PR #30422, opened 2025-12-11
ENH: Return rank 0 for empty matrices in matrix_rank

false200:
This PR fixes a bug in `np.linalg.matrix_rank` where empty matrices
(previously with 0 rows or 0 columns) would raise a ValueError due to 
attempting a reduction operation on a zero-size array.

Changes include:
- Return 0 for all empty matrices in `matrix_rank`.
---
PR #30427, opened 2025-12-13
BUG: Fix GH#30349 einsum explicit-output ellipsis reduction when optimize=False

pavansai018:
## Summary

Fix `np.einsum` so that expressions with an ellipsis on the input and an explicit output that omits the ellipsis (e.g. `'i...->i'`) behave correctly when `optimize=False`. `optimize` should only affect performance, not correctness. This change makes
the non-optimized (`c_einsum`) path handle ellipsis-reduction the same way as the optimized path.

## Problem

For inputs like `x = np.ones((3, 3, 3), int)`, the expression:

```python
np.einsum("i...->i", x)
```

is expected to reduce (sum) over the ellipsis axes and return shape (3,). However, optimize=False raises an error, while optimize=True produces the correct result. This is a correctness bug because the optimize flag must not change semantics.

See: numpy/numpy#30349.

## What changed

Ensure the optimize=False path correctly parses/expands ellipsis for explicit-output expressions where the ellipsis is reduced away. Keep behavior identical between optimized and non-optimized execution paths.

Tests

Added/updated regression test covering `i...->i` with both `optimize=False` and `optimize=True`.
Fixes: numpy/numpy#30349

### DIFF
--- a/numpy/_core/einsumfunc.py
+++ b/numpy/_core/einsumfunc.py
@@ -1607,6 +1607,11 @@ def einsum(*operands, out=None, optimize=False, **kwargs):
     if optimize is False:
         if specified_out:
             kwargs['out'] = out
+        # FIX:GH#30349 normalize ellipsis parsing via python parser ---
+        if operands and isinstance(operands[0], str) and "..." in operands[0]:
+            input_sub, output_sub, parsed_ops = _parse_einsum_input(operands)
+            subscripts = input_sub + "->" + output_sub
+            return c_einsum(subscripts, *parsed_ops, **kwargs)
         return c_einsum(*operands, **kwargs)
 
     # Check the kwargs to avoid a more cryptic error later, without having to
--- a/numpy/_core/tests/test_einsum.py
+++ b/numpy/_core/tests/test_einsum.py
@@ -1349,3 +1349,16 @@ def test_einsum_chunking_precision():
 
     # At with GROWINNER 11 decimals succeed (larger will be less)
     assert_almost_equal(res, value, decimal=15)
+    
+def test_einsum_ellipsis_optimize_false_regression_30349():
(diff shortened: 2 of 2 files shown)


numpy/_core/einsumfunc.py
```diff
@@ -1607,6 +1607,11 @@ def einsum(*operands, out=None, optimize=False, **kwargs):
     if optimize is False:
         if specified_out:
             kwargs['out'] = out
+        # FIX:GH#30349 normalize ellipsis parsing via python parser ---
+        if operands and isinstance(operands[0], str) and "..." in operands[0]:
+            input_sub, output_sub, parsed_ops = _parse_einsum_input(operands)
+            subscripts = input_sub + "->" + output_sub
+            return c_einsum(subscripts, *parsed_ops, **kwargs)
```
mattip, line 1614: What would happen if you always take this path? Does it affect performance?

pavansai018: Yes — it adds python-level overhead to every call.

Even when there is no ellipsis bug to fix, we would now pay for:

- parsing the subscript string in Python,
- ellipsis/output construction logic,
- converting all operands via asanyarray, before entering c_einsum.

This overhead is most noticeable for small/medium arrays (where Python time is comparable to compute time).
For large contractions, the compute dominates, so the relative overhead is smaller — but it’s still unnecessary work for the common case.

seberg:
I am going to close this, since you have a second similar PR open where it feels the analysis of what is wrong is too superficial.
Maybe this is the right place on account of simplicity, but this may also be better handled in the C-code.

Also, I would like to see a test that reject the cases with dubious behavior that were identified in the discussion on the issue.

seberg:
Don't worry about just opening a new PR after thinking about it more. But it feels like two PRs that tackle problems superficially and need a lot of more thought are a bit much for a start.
==
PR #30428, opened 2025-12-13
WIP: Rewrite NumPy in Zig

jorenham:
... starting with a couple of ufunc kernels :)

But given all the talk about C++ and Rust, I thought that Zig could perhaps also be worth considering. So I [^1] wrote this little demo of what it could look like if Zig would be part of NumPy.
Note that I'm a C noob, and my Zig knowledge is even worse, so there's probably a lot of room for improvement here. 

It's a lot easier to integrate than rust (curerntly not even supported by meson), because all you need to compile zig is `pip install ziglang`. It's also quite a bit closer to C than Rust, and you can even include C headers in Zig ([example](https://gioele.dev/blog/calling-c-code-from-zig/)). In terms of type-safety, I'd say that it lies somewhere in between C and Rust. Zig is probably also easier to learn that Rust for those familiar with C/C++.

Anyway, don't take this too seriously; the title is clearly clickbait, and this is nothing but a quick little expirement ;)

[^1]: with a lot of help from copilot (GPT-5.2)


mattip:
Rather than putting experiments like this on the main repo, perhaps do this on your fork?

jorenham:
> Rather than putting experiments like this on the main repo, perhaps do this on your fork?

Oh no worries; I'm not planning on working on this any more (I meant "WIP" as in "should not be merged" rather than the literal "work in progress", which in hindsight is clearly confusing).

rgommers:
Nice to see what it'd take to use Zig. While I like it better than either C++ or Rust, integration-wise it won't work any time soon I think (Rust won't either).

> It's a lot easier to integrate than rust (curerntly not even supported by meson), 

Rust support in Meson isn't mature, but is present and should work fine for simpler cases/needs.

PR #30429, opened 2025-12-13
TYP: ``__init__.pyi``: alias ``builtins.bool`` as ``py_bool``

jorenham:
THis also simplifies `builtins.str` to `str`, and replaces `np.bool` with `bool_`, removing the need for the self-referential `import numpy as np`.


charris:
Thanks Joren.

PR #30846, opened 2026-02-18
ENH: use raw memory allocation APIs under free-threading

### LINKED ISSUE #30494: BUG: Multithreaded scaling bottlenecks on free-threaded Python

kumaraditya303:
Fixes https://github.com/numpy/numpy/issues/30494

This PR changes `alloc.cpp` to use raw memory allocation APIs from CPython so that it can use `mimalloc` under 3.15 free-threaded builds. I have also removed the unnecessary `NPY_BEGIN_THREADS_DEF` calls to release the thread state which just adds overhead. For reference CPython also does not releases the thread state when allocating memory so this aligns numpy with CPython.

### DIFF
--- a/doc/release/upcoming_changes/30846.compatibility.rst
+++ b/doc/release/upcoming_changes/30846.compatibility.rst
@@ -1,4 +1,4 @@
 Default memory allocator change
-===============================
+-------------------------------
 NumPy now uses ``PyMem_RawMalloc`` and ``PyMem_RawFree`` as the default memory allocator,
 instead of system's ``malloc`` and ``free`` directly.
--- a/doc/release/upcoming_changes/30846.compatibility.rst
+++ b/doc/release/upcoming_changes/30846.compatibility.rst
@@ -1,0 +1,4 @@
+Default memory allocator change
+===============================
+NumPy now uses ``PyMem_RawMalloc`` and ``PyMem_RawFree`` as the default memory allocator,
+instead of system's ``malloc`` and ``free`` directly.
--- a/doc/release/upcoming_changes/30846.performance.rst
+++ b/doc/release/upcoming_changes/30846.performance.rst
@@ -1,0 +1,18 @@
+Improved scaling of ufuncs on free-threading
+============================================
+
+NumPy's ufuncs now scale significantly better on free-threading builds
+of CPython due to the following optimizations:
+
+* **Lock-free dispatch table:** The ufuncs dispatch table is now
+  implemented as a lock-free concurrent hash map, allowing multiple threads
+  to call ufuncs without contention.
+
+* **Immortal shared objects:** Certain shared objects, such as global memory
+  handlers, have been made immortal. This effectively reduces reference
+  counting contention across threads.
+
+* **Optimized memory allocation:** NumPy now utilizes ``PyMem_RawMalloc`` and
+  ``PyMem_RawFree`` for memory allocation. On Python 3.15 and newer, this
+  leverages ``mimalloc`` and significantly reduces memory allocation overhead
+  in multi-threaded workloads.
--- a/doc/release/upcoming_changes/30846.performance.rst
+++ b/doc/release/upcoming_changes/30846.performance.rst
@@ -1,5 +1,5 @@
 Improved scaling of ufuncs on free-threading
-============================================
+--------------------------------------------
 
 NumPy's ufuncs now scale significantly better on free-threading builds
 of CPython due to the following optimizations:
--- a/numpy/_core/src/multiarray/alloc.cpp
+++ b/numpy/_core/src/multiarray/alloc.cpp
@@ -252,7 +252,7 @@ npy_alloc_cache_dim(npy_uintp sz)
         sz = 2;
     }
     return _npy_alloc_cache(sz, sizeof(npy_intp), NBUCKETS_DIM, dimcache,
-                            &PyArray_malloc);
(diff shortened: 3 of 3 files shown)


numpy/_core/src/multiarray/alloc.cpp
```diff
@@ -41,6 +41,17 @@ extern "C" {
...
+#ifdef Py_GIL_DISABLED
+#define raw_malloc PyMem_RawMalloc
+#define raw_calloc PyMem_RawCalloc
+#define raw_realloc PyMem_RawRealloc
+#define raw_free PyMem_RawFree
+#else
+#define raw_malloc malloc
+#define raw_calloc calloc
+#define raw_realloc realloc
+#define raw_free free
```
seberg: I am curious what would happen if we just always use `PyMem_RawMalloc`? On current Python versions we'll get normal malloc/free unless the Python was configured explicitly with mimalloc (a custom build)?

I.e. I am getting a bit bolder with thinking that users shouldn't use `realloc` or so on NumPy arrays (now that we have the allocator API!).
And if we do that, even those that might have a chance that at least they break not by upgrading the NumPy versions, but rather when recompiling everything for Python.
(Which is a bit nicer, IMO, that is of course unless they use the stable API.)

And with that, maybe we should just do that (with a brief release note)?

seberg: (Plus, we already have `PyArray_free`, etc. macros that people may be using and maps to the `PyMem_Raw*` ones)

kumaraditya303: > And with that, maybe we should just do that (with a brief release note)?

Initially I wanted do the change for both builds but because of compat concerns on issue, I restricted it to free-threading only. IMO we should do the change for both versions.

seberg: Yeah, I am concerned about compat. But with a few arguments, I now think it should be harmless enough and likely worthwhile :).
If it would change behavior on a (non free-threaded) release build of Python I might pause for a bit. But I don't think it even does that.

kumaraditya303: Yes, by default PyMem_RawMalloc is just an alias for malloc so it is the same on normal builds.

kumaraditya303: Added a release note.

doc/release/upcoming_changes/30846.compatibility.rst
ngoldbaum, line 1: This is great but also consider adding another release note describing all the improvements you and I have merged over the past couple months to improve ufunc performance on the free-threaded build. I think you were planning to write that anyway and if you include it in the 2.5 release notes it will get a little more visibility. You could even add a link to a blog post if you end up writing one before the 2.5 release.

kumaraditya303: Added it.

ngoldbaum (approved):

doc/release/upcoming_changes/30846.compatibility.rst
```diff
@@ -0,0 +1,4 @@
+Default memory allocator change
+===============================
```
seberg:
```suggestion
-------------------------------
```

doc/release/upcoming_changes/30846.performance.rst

(ACTION ITEM): Within the material above, output exactly the lines from the one with "PR #30422, opened 2025-12-11" through the one with "- Return 0 for", end lines included, and nothing besides.

(ANSWER BOX):
PR #30422, opened 2025-12-11
ENH: Return rank 0 for empty matrices in matrix_rank

false200:
This PR fixes a bug in `np.linalg.matrix_rank` where empty matrices
(previously with 0 rows or 0 columns) would raise a ValueError due to 
attempting a reduction operation on a zero-size array.

Changes include:
- Return 0 for all empty matrices in `matrix_rank`.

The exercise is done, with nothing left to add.